Ginkgo-CI-Tests-Pipeline

Ginkgo-CI-Tests-Pipeline

Packer-CI-Build

As part of Cilium development, we use a custom base box with a bunch of pre-installed libraries and tools that we need to enhance our daily workflow. That base box is built with Packer and it is hosted in the packer-ci-build GitHub repository.

New versions of this box can be created via Jenkins Packer Build, where new builds of the image will be pushed to Vagrant Cloud . The version of the image corresponds to the BUILD_ID environment variable in the Jenkins job. That version ID will be used in Cilium Vagrantfiles.

Changes to this image are made via contributions to the packer-ci-build repository. Authorized GitHub users can trigger builds with a GitHub comment on the PR containing the trigger phrase /build. In case that a new box needs to be rebased with a different branch than master, authorized developers can run the build with custom parameters. To use a different Cilium branch in the job go to Build with parameters and a base branch can be set as the user needs.

This box will need to be updated when a new developer needs a new dependency that is not installed in the current version of the box, or if a dependency that is cached within the box becomes stale.

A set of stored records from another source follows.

PR #2812, opened 2024-10-17
chore: Format imports using rustfmt

flub:
## Description

This enables a strict style in rustfmt to format imports statements.  It needs rust nightly for rustfmt to be able to do this.

To not make the `cargo fmt` from stable rust really noisy it does not add a rustfmt.toml file, instead it adds a `cargo-make` task to automate running this locally.  This same task is used in CI to run the formatter.

The `Crate`m formatting will be preserved by the default configuration of rust-analyzer, which makes external contributions easier as well, most folks shouldn't be running into this formatter.

## Notes & open questions

I guess we need buy-in from everyone on the team for this.

## Change checklist

- [x] Self-review.
- [x] Tests if relevant.

### DIFF
--- a/iroh-blobs/src/store/bao_file.rs
+++ b/iroh-blobs/src/store/bao_file.rs
@@ -9,25 +9,33 @@
 //! the file system for the data, outboard, and sizes file. There is also a
 //! combined implementation that starts in memory and switches to file when
 //! the memory limit is reached.
-use std::fs::{File, OpenOptions};
-use std::io;
-use std::ops::{Deref, DerefMut};
-use std::path::{Path, PathBuf};
-use std::sync::{Arc, RwLock, Weak};
+use std::{
+    fs::{File, OpenOptions},
+    io,
+    ops::{Deref, DerefMut},
+    path::{Path, PathBuf},
+    sync::{Arc, RwLock, Weak},
+};
 
-use bao_tree::io::fsm::BaoContentItem;
-use bao_tree::io::outboard::PreOrderOutboard;
-use bao_tree::io::sync::{ReadAt, WriteAt};
-use bao_tree::BaoTree;
+use bao_tree::{
+    io::{
+        fsm::BaoContentItem,
+        outboard::PreOrderOutboard,
+        sync::{ReadAt, WriteAt},
+    },
+    BaoTree,
+};
 use bytes::{Bytes, BytesMut};
 use derive_more::Debug;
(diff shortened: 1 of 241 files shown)


iroh-blobs/src/store/bao_file.rs
```diff
@@ -9,34 +9,25 @@
...
+use std::fs::{File, OpenOptions};
+use std::io;
+use std::ops::{Deref, DerefMut};
+use std::path::{Path, PathBuf};
+use std::sync::{Arc, RwLock, Weak};
+
+use bao_tree::io::fsm::BaoContentItem;
+use bao_tree::io::outboard::PreOrderOutboard;
+use bao_tree::io::sync::{ReadAt, WriteAt};
+use bao_tree::BaoTree;
```
divagant-martian, line 21: do you know what ordering is going on here? it is not alphabetic

matheus23:
image
Lol

iroh-blobs/src/store/bao_file.rs
flub: It puts direct items always below sub-imports i think.

I don't really mind, as long as it's consistent in what it does :)

flub:
FWIW, personally I like `module` style.  But I'd also be really happy if `crate` style manages to be consistently formatted.  So I'm totally open to adopt that if it's preferred.  I don't want to die on a hill about what formatting is used.  I only want to die on the hill of consistency.

divagant-martian (approved):
I updated the pr to not depend on nightly. 

Also pushed changes that are incoming on the nightly channel but are accepted by check.

Also changed the or to `Crate`, which a couple of us seem to prefer.. so obviously LGTM there.

Also did a couple tries of removing imports and asking rust-analyzer do add them back without further configuration and it behaves how we want. Also tested that `cargo make format` produces no diff locally.

Happy we are improving our code quality and standards

iroh-blobs/src/store/bao_file.rs
divagant-martian: I tried changing the order to some other stuff and it revert to whatever this is, so it seems to be consistent even if I don't fully get the order definition

flub (commented):
LGTM, let's merge this already before it gets out of date!

(can't approve my own PR)

dignifiedquire (approved):

divagant-martian:
Merging, as internal discussions point to an (at least by majority) consensus

PR #2830, opened 2024-10-23
refactor: move iroh-docs to external repo

dignifiedquire:
the source now lives in https://github.com/n0-computer/iroh-docs


rklaehn (approved):
I can confirm that this removes iroh-docs and updates ci. Did not check that the new repo actually contains the right stuff though...

PR #2831, opened 2024-10-23
refactor(iroh): move protocol relevant impls into node/protocols

dignifiedquire:
Some internal refactorings


rklaehn:
I think we should use a rpc protocol that is relatively isolated (like gossip, not docs (huge) and not blobs (mixed with tags)) and see if we can move the rpc protocol definition to the iroh-gossip crate and the client handler under a feature flag.

PR #2837, opened 2024-10-25
split network utilities into their own crates

divagant-martian:
## Change checklist

- [ ] Self-review.
- [ ] Tests if relevant.


net-tools/net/Cargo.toml
flub, line 1: I imagine we'll further split this up broadly as:
- interfaces & LocalAddresses (which is a view of iterfaces really)
- udp socket

And then somehow figure out where the remaining small bits go.

But leaving this as one "net" is fine for now I think.  Small steps are easier.

divagant-martian: yeah it's not great, and the name is not great either, but it's the best way to progress on this for the time being

dignifiedquire: we will need sth else for next week, otherwise we can’t release it (I don’t think net is free on crates.io)

dignifiedquire:
@divagant-martian can this be closedß

PR #2838, opened 2024-10-25
feat(iroh-net): More Quinn re-exports

flub:
## Description

These are some more public types that we need to re-export.  I needed these while getting h3 to work and then added a more comprehensive review adding all types.

## Notes & open questions

The types are for now simply exported, they expose too much functionality that we'll still want to reduce as we approach 1.0.  But having them re-exported gives a good starting point that shows us the surface area we currently expose.

## Change checklist

- [x] Self-review.
- [x] Tests if relevant.


dignifiedquire:
> * quinn:rustls

I would try to avoid this, given users of `iroh-net` should not touch rustls directly

dignifiedquire (approved):

PR #2873, opened 2024-10-31
feat!: add iroh-relay crate

divagant-martian:
## Description

Adds a new crate `iroh-relay`. It's structured as follows:
- protos: protocols the server is able to handle, this includes the relay protocol, stun, and partially disco.
- server: the server code, as it was already in the og mod
- client: the client code, as it was already in the og mod
- server binary (bin `iroh-relay`) as it was previously in iroh-net's bin.

This moves the code around in the least disruptive possible way to give us a starting point over which to improve this. Check the notes and open questions for future work

## Breaking Changes

- `iroh_net::relay` is removed. `RelayUrl`, `RelayMode`, `RelayNode` and `RelayMap` are moved to the top (`iroh_net`). All other members of this module are now moved to the new crate `iroh-relay`

## Notes & open questions

- Disco includes a transaction id defined in terms of stun's transaction id. Every use of this is now directly from `stun_rs` to make it clear this is not defined in terms of the relay's stun server. The relay can't read the contents of disco packages so I consider this the right thing to do, even if the types are actually the same.
- The relay needs to identify Disco packages to queue them separately. Disco is not yet its own crate because we do not know its future. Based on this I chose to duplicate the code that does the identification. But just this signals we should start the work on deciding what disco looks like in a post ts world to de-duplicate this code and use it from a single source. The code as it stands is highly unlikely to change; however, any change to the protocol's wrapper would now need to be changed in two places, which is ofc not ideal.
- The relay's "protocol" includes quite a lot of non protocol code, that probably belongs more to the server. I was really tempted to try to move this code to better places but in reality this is not the time. The purpose of this PR is among many others, to allow for future work like this.
- What used to be called the relay module had a lot of relay-related code without a clear objective or offering. This includes for example, all the relay map related code. The relay as a protocol, server, and client, has absolutely no need for these types. Relay topology is entirely a `iroh`/`iroh-net` topic. On the same page is the infra-related code. Nothing in the protocol, server or client is different depending on the infra values. This is entirely a `iroh`/`iroh-net` topic. Based on these arguments, these types, functions, etc that were part of the relay module have actually stayed in `iroh-net` instead.
- I did a couple passes of `udeps`, but it's messy. Optional dependencies are their own feature so they aren't flagged as unused. There are (in general, not in the relay) dependencies that differ in targets, and the features combinations also affect this as well. So the deps that remain are a "reasonable best effort" in accordance with our CI checks. In reality, - and in particular when checking feature combinations with `fc` - there's a lot of work left to do on that front.
- The crate's version is 0.29 because there's no point in setting the version to 0.28, which will never be released, to then later be changed to 0.29. This might be unexpected but it's the option that reduces senseless future work.
- dns code is duplicated. This is unfortunate but since it's only used in tests to configure the client there's really not much to do here. Most of what this does are fixes we should try to upstream

## Change checklist

- [x] Self-review.
- [ ] ~~Tests if relevant.~~


iroh-net/Cargo.toml
```diff
@@ -40,6 +40,7 @@ hyper = { version = "1", features = ["server", "client", "http1"] }
 hyper-util = "0.1.1"
 igd-next = { version = "0.15.1", features = ["aio_tokio"] }
 iroh-base = { version = "0.28.0", features = ["key"] }
+iroh-relay = { path = "../iroh-relay" }
```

Make sure that you update vagrant box versions in vagrant_box_defaults.rb after new box is built and tested.

Once you change the image versions locally, create a branch named pr/update-packer-ci-build and open a PR github.com/cilium/cilium. It is important that you use that branch name so the VM images are cached into packet.net before the branch is merged.

Once this PR is merged, ask Cilium’s CI team to ensure:

  1. The autoscaler provisioning code is up to date.

  2. That all Jenkins nodes are scaled down and then back up.

Testing matrix

Up to date CI testing information regarding k8s - kernel version pairs can always be found in the Cilium CI matrix.

CI Failure Triage

This section describes the process to triage CI failures. We define 3 categories:

Keyword

Description

Flake

Failure due to a temporary situation such as loss of connectivity to external services or bug in system component, e.g. quay.io is down, VM race conditions, kube-dns bug, …

CI-Bug

Bug in the test itself that renders the test unreliable, e.g. timing issue when importing and missing to block until policy is being enforced before connectivity is verified.

Regression

Failure is due to a regression, all failures in the CI that are not caused by bugs in the test are considered regressions.

Pipelines subject to triage

Build/test failures for the following Jenkins pipelines must be reported as GitHub issues using the process below:

Pipeline

Description

Ginkgo-Tests-Validated-master

Runs whenever a PR is merged into master

Ginkgo-CI-Tests-Pipeline

Runs every two hours on the master branch

Vagrant-Master-Boxes-Packer-Build

Runs on merge into packer-ci-build repository.

Release-branch

Runs various Ginkgo tests on merge into branch “v1.12”

Triage process

  1. Discover untriaged Jenkins failures via the jenkins-failures.sh script. It defaults to checking the previous 24 hours but this can be modified by setting the SINCE environment variable (it is a unix timestamp). The script checks the various test pipelines that need triage.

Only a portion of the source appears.